Я написал много таких домов, пока не пришел к некоему обобщенному образу – для меня этот красный дом стал своего рода портретом государства, общества, в котором живем. С этого момента принцип творчества оформился – я стал выдумывать такие картины, которые описывая реальность, делались бы ее символом.

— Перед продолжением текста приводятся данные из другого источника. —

PR #47, opened 2015-10-19
Allow chained WPS processes to execute even after failure of NetCDF g…

jkburges:
…eneration

### DIFF
--- a/src/extension/ncdfgenerator/src/main/java/au/org/emii/wps/NetcdfOutputProcess.java
+++ b/src/extension/ncdfgenerator/src/main/java/au/org/emii/wps/NetcdfOutputProcess.java
@@ -4,7 +4,9 @@ import java.io.File;
 import java.io.FileInputStream;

В период с 1985 по 1989 годы (можно его назвать «больничным», или «желтым», или, например «кафельным» периодом, потому что в тех картинах одним из основных мотивов было изображение кафельного пола) я искал живописную метафору регламента – как передать, что наша жизнь расписана по параграфам, подчинена казарменным правилам. Я рисовал больницы, вокзалы, тюрьмы, дешевые столовые, и мне надо было найти такой язык, который передал бы бюрократический характер бытия – но остался бы при этом живописным. Я стал включать в изображения такие элементы реальности, которые подчеркивают монотонное расписание жизни – я рисовал кафельный пол, то есть стереотипные квадратики, однообразно расчерченное пространство. Отчетливо помню, как ходил длинным коридором больницы, смотрел себе под ноги, считал квадратики кафеля и думал: однажды я все это опишу, я превращу этот кафель в искусство. Также я придумал, как передать характер одежды моих героев, я вырезал куски материи из полосатых пижам, клетчатых рубах и наклеивал эти куски материи на холст. Облаченные в такую однотипную одежду, персонажи сразу превращались в узников лагеря или в пациентов больницы – даже если тема картины была иной. Такие коллажи сделаны в картине «Семья», «Зал ожидания», Свидание», «Отец и сын». Весьма существенно, что для коллажей я использовал старые отцовские рубахи, то есть чрезвычайно близкие мне вещи. Ту же роль, что и полоски на пижаме, играла кирпичная кладка – у меня много картин с изображением кирпичной стены, самый ряд кирпичей делался для меня метафорой бытия. Я также использовал любую деталь с назойливо повторяющимся ритмом: характерную для тех лет структуру чулок – в полоску, половицы пола, вилки, одним словом все, что передавало монотонность, повторяемость, неотменимый регламент жизни.